Given that each content provider might have a completely different IT infrastructure, T-Mobile elected to use Web services. All consumer information and billing services are made available to the content providers as Web services, as shown in Figure 2-4. The Web services ensure that content providers can quickly, easily, and in expensively integrate their content into the T-Mobile portal.
Figure 2-4. T-Mobile Web services maintain user session information, automatically capture and manage billing and payment services, and allow content providers to obtain information about consumers.
This venture has been very successful. T-Mobile Online has enlisted more than 200 content providers to make the wireless Web interesting and appealing to T-Mobile consumers. Through T-Mobile Online, these content providers provide services such as e-mail, Short Message Service (SMS) messaging, news, sports scores, restaurant recommendations, directions, stock trading, banking, ticket purchases, gambling, and more. T-Mobile doesn't charge either its consumers or the content providers for these Web services. Instead T-Mobile makes money from the increased airtime the consumers use to access these third-party offerings. The Web services aren't the focus of the business model, but it wouldn't work without them.
In the examples I've cited so far, I've talked only about external integration applications. One key theme that permeates all these examples is that Web services can make it easier for your customers or partners to do business with you. Anything that simplifies business integration is a valuable commodity. Another recurring theme is that Web services do not themselves define a business model. Instead, they support existing business models, and in some circumstances they enable a new business model.
Although the external applications are interesting, most production applications based on Web services are internal application projects. As with external Web services, internal Web services should support your core business model. You can use them to improve and optimize your internal application systems to make your business processes work better. The first and foremost reason you should be exploring Web services is that they can dramatically lower the cost of application integration.

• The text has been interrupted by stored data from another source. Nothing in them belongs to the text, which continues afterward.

PR #499, opened 2023-03-08
Explicltly pass random bytes to Prio3 and IDPF

### LINKED ISSUE #466: Optimization: skip unused joint randomness part computations
I noticed that sharding for Prio3Count will perform some unnecessary PRG derivations to compute joint randomness parts, even though they won't be used. We could speed this up by moving more behind `joint_rand_len() > 0` conditionals. `prepare_init()` does this well already.

divergentdave:
This adopts an internal API change in VDAF-05, explicitly passing random bytes to sharding and key generation functions. The `RandSource` type alias is removed. The Prio3 sharding method and the IDPF key generation function were updated; the Poplar1 sharding method doesn't support test vectors yet, so I left it for now. I had to rearrange Prio3 sharding to skip joint randomness computations when they aren't needed, since the new API doesn't let us get extra random bytes, so this closes #466 as well.

### DIFF
--- a/src/idpf.rs
+++ b/src/idpf.rs
@@ -312,7 +312,7 @@ fn gen_with_random<VI, VL, M: IntoIterator<Item = VI>, P, const SEED_SIZE: usize
     input: &IdpfInput,
     inner_values: M,
     leaf_value: VL,
-    random: &[u8],
+    random: &[[u8; SEED_SIZE]; 2],
 ) -> Result<(IdpfPublicShare<VI, VL, SEED_SIZE>, [Seed<SEED_SIZE>; 2]), VdafError>
 where
     VI: IdpfValue,
@@ -321,15 +321,8 @@ where
 {
     let bits = input.len();
 
-    if random.len() != SEED_SIZE * 2 {
-        return Err(VdafError::Uncategorized(
-            "incorrect random input length".to_string(),
-        ));
-    }
-    let initial_keys: [Seed<SEED_SIZE>; 2] = [
-        Seed::from_bytes(random[..SEED_SIZE].try_into().unwrap()),
-        Seed::from_bytes(random[SEED_SIZE..].try_into().unwrap()),
-    ];
+    let initial_keys: [Seed<SEED_SIZE>; 2] =
+        [Seed::from_bytes(random[0]), Seed::from_bytes(random[1])];
 
     let mut keys = [initial_keys[0].0, initial_keys[1].0];
     let mut control_bits = [Choice::from(0u8), Choice::from(1u8)];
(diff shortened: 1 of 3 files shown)


cjpatton (approved):
This looks OK to me, but it's kind of a shame that the algorithm is more complex. I wonder if there is a way to modify the spec such that the random seeds can just be read from an iterator?

```rust
let rand_seed_iter = random.chunks(SEED_SIZE);
```

divergentdave:
If the spec rearranged the order of the seeds in the coin input, so that they came in the order they would naturally be needed, that would let us simplify things. Interleaving helper measurement share seeds and proof share seeds would help. Interleaving the joint randomness blinds when present would help as well, though we only need the leader's joint randomness blind after we have processed every helper share (and thus know the contents of the leader's measurement share). Putting the leader's joint randomness blind after the helper-related coins would look weird, but it is also the second to last coin used in the proof-of-concept implementation, so I think it would be justified.

src/idpf.rs
```diff
@@ -308,11 +308,11 @@ where
     out
 }
 
-fn gen_with_rand_source<VI, VL, M: IntoIterator<Item = VI>, P, const SEED_SIZE: usize>(
+fn gen_with_random<VI, VL, M: IntoIterator<Item = VI>, P, const SEED_SIZE: usize>(
     input: &IdpfInput,
     inner_values: M,
     leaf_value: VL,
-    rand_source: RandSource,
+    random: &[u8],
```
tgeoghegan, line 315: Feel free to ignore this idea:
```suggestion
    random_1: [u8; SEED_SIZE],
    random_2: [u8; SEED_SIZE],
```

Then I think you could get rid of the check on the length as well as a couple awkward `.try_into().unwrap()`s below.

src/vdaf/prio3.rs
```diff
@@ -375,19 +375,37 @@ where
         prg.into_seed()
     }
 
+    fn random_size(&self) -> usize {
+        if self.typ.joint_rand_len() == 0 {
+            // Two seeds per helper for measurement and proof shares, plus one seed for proving
+            // randomness.
+            (usize::from(self.num_aggregators) * 2 - 1) * SEED_SIZE
```
tgeoghegan, line 382: Lines up better with the comment, IMO:
```suggestion
            ((usize::from(self.num_aggregators) - 1) * 2 + 1) * SEED_SIZE
```

src/vdaf/prio3.rs
```diff
@@ -400,67 +418,79 @@ where
...
-            let helper = HelperShare::from_rand_source(rand_source)?;
-            let mut joint_rand_part_prg = P::init(
-                helper.joint_rand_blind.as_ref(),
-                &Self::custom(DST_JOINT_RAND_PART),
-            );
-            joint_rand_part_prg.update(&[agg_id]); // Aggregator ID
-            joint_rand_part_prg.update(nonce);
-
+            let measurement_share_seed = random_seeds.next().unwrap().try_into().unwrap();
+            let proof_share_seed = random_seeds.next().unwrap().try_into().unwrap();
```
tgeoghegan, line 422: Some comments on unwrap safety would be nice.

tgeoghegan (approved):
Some nits, nothing blocking.

PR #505, opened 2023-03-10
Harmonize bit length across Sum, SumVec, Average

tgeoghegan:
`Prio3SumVec::new_sum_vec` and `Prio3Sum::new_sum` using different types to represent bit counts is awkward and surprising to API clients, and `Prio3Sum::new_sum` would immediately cast the value to `usize` anyway. While we're at it, make `Prio3Average` consistent, too, and fix a doccomment on `Prio3SumVec` left over from when it was `Prio3Count`.

### DIFF
--- a/src/vdaf/prio3.rs
+++ b/src/vdaf/prio3.rs
@@ -80,8 +80,8 @@ impl Prio3Count {
     }
 }
 
-/// The count-vector type. Each measurement is a vector of integers in `[0,2)` and the aggregate is
-/// the element-wise sum.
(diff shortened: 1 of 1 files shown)


tgeoghegan:
This constitutes a breaking API change (though I think `u32` can harmlessly be upgraded to `usize`, unless someone out there is on a 16 bit arch) so we should not backport it to `release/0.11`.

cjpatton (approved):
Good idea!

divergentdave (approved):

PR #509, opened 2023-03-10
Finish Poplar1 codec implementations

divergentdave:
This finishes up Encode/Decode/ParameterizedDecode implementations for Poplar1, particularly output shares, aggregate shares, public input shares, and aggregation parameters. The aggregation parameter serialization is somewhat complicated, (it reverses bits, then reverses bytes, to get the ordering and justification of packed prefixes right) so we may want to revisit the implementation and specification in the future to enable simplifications. I also changed the semantics of `IdpfInput::from_bytes()` and `IdpfInput::to_bytes()`, as I think I got this wrong the first time around. They now align with how candidate prefixes get encoded in the aggregation parameter (assuming they're byte-aligned to begin with).

### DIFF
--- a/src/vdaf/poplar1.rs
+++ b/src/vdaf/poplar1.rs
@@ -396,9 +396,6 @@ impl Aggregatable for Poplar1FieldVec {
 ///
 /// This includes an indication of what level of the IDPF tree is being evaluated and the set of
 /// prefixes to evaluate at that level.
-//
-// TODO(cjpatton) spec: Make sure repeated prefixes are disallowed. To make this check easier,
-// consider requring the prefixes to be in lexicographic order.
 #[derive(Clone, Debug, PartialEq, Eq)]
 pub struct Poplar1AggregationParam {
     level: u16,
@@ -414,10 +411,6 @@ impl Poplar1AggregationParam {
     /// * The prefixes have different lengths (they must all be the same).
     /// * The prefixes are longer than 2^16 bits.
     /// * There are more than 2^32 - 1 prefixes.
-    //
-    // TODO spec: Ensure that prefixes don't repeat. To make this check easier, consider requiring
-    // them to appear in alphabetical order.
-    // https://github.com/cfrg/draft-irtf-cfrg-vdaf/issues/134
     pub fn try_from_prefixes(prefixes: Vec<IdpfInput>) -> Result<Self, VdafError> {
         if prefixes.is_empty() {
             return Err(VdafError::Uncategorized(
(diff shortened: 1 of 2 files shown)


src/vdaf/poplar1.rs
```diff
@@ -1343,5 +1421,122 @@ mod tests {
...
+        .unwrap();
+        assert_eq!(
+            agg_param.get_encoded().len(),
+            agg_param.encoded_len().unwrap()
+        );
+    }
+
+    #[test]
+    fn round_trip_agg_param() {
+        // Sage statements used to generate these test cases are given in comments.
```
cjpatton, line 1448:
```suggestion
        // Segments of the reference code (https://github.com/cfrg/draft-irtf-cfrg-vdaf/tree/main/poc) used to generate these test cases are given in comments.
```

cjpatton (approved):

src/vdaf/poplar1.rs
```diff
@@ -394,9 +399,9 @@ impl Aggregatable for Poplar1FieldVec {
 //
 // TODO(cjpatton) spec: Make sure repeated prefixes are disallowed. To make this check easier,
 // consider requring the prefixes to be in lexicographic order.
```
tgeoghegan, line 401: The checks on L439 suggest this spec change did happen. Let's delete this comment.

src/vdaf/poplar1.rs
```diff
@@ -407,6 +412,8 @@ impl Poplar1AggregationParam {
     ///
     /// * The list of prefixes is empty.
     /// * The prefixes have different lengths (they must all be the same).
+    /// * The prefixes are longer than 2^16 bits.
+    /// * There are more than 2^32 - 1 prefixes.
     //
     // TODO spec: Ensure that prefixes don't repeat. To make this check easier, consider requiring
     // them to appear in alphabetical order.
```
tgeoghegan, line 419: Based on the checks on L439-449, the spec must have been updated to do this. Can this comment be deleted?

src/vdaf/poplar1.rs
```diff
@@ -445,14 +470,70 @@ impl Poplar1AggregationParam {
...
+            .collect::<BitVec<u8, Lsb0>>();
+        packed.set_uninitialized(false);
+        let mut packed = packed.into_vec();
+        packed.reverse();
+        bytes.append(&mut packed);
+    }
+
+    fn encoded_len(&self) -> Option<usize> {
+        let packed_bit_count = (usize::from(self.level) + 1) * self.prefixes.len();
+        Some(6 + (packed_bit_count + 7) / 8)
```
tgeoghegan, line 507: I think a comment explaining at least `6` would be helpful.

tgeoghegan (approved):
nits about comments

PR #510, opened 2023-03-10
prg: Implement PrgFixedKeyAes128 as specified in VDAF-05

cjpatton:


src/vdaf/prg.rs
```diff
@@ -232,6 +237,116 @@ impl SeedStream for SeedStreamSha3 {
...
+impl SeedStream for SeedStreamFixedKeyAes128 {
+    fn fill(&mut self, buf: &mut [u8]) {
+        let next_length_consumed = self.length_consumed + buf.len();
+        let mut offset = self.length_consumed & 0b1111;
+        let mut index = 0;
+        let mut block = Block::from([0; 16]);
+
+        // NOTE(cjpatton) We might be able to speed this up by unrolling this loop and encrypting
+        // multiple blocks at the same time via `self.cipher.encrypt_blocks()`.
+        for block_counter in self.length_consumed >> 4..next_length_consumed >> 4 {
```
divergentdave, line 300: This loop incorrectly does nothing if the stream pointer doesn't advance to the next block. The IDPF's `extend()` calls this with a length of 1, which hits this issue.

It occurs to me that we could use RustCrypto's traits for buffer management to implement this, but that sounds like an entire project unto itself.

cjpatton: Fixed, and added a test for making sure a buffer gets filled even if it's less than a block.

divergentdave (approved):

src/vdaf/prg.rs
```diff
@@ -232,6 +237,116 @@ impl SeedStream for SeedStreamSha3 {
...
+        let mut index = 0;
+        let mut block = Block::from([0; 16]);
+
+        // NOTE(cjpatton) We might be able to speed this up by unrolling this loop and encrypting
+        // multiple blocks at the same time via `self.cipher.encrypt_blocks()`.
+        for block_counter in self.length_consumed >> 4..(next_length_consumed >> 4) + 1 {
+            block.clone_from(&self.base_block);
+            for (b, i) in block
+                .iter_mut()
+                .take(std::mem::size_of::<usize>())
```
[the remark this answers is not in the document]
cjpatton: Removed the .take(). and changed type of length_consumed to u64.

src/vdaf/prg.rs
```diff
@@ -232,6 +237,112 @@ impl SeedStream for SeedStreamSha3 {
...
+impl SeedStream for SeedStreamFixedKeyAes128 {
+    fn fill(&mut self, buf: &mut [u8]) {
+        let next_length_consumed = self.length_consumed + u64::try_from(buf.len()).unwrap();
+        let mut offset = usize::try_from(self.length_consumed % 16).unwrap();
+        let mut index = 0;
+        let mut block = Block::from([0; 16]);
+
+        // NOTE(cjpatton) We might be able to speed this up by unrolling this loop and encrypting
+        // multiple blocks at the same time via `self.cipher.encrypt_blocks()`.
+        for block_counter in self.length_consumed / 16..(next_length_consumed / 15) + 16 {
```
divergentdave, line 300: This has a typo. I presume the test vector test didn't catch it because we're not sampling much data out of the PRG, so all calls fit within 16 blocks. (as before, extra outer loop iterations wind up as no-ops because `read` is 0 once the buffer's full)
```suggestion
        for block_counter in self.length_consumed / 16..(next_length_consumed + 15) / 16 {
```

divergentdave (changes requested):

divergentdave (approved):

PR #523, opened 2023-03-16
Update documentation for VDAF-05

divergentdave:
Stacked on #522.

This updates document references for the new draft as appropriate, updates the version table in the README, and adds a reference to DPRS23 to the top-level docs.

### DIFF
--- a/src/vdaf/poplar1.rs
+++ b/src/vdaf/poplar1.rs
@@ -1,8 +1,8 @@
 // SPDX-License-Identifier: MPL-2.0
 
-//! Work-in-progress implementation of Poplar1 as specified in [[draft-irtf-cfrg-vdaf-04]].
+//! Implementation of Poplar1 as specified in [[draft-irtf-cfrg-vdaf-05]].
 //!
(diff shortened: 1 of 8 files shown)


src/vdaf/poplar1.rs
```diff
@@ -1,8 +1,8 @@
 // SPDX-License-Identifier: MPL-2.0
 
-//! Work-in-progress implementation of Poplar1 as specified in [[draft-irtf-cfrg-vdaf-04]].
+//! Implementation of Poplar1 as specified in [[draft-irtf-cfrg-vdaf-05]].
```
tgeoghegan, line 3: In this spirit, I think we could also remove `(EXPERIMENTAL)` from the `Verifiable Distributed Aggregation Function` header in `README.md`.

tgeoghegan (approved):

src/vdaf/poplar1.rs
divergentdave: Done, I also updated the following paragraph a bit.

PR #539, opened 2023-03-22
Deprecate Field96

### LINKED ISSUE #537: Deprecate Field96
We have five different fields implemented, three from the VDAF document, (Field64, Field128, and Field255) one for Prio v2 (FieldPrio2), and one that never wound up being used (Field96). We could mark this as deprecated and remove it in the future. Its size is such that it's overkill for plain secret sharing, but not big enough for Fiat-Shamir protocols or extractability.

divergentdave:
This deprecates `Field96`, which is not used in any constructions so far. Closes #537.

### DIFF
--- a/src/field.rs
+++ b/src/field.rs
@@ -712,6 +712,10 @@ make_field!(
     8,
 );
 
+/// This nested module is an implementation detail to limit the scope of a module-wide
+/// `allow(deprecated)` attribute. [`Field96`] is marked as deprecated, and deprecation warnings
+/// must be silenced on multiple implementation blocks, and the macro invocation itself that
+/// defines the struct and its implementation.
 mod field96 {
     #![allow(deprecated)]
 
--- a/src/field.rs
+++ b/src/field.rs
@@ -7,13 +7,11 @@
 //! [`FftFriendlyFieldElement`], and have an associated element called the "generator" that
 //! generates a multiplicative subgroup of order `2^n` for some `n`.
 
-#![allow(deprecated)] // for Field96
-
 #[cfg(feature = "crypto-dependencies")]
 use crate::prng::{Prng, PrngError};
 use crate::{
     codec::{CodecError, Decode, Encode},
-    fp::{FP128, FP32, FP64, FP96},
+    fp::{FP128, FP32, FP64},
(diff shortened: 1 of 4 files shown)


src/field.rs
```diff
@@ -7,6 +7,8 @@
 //! [`FftFriendlyFieldElement`], and have an associated element called the "generator" that
 //! generates a multiplicative subgroup of order `2^n` for some `n`.
 
+#![allow(deprecated)] // for Field96
```
cjpatton, line 10: What does the compiler say if we remove this?

src/field.rs
```diff
@@ -713,6 +715,7 @@ make_field!(
 );
 
 make_field!(
+    #[deprecated]
     /// `GF(79228148845226978974766202881)`, a 96-bit field.
```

Merrill Lynch completed an internal application integration project in 2002. The idea was to build an integration bus to provide access to mainframe-based Customer Information Control System (CICS) applications. An integration bus is a common pathway that multiple applications can use to communicate. The original estimated cost for the project based on message-oriented middleware was $800,000. Then the company switched to Web services technology. Rather than purchase software licenses for the MOM technology on a host of different platforms and then build a bunch of adapters to allow the various client applications to use the MOM middleware, Merrill Lynch developed a small SOAP gateway for the CICS environment for only $30,000. Now any client environment can access the CICS environment using SOAP, and Merrill Lynch doesn't need any special software or any special adapters on any of its systems.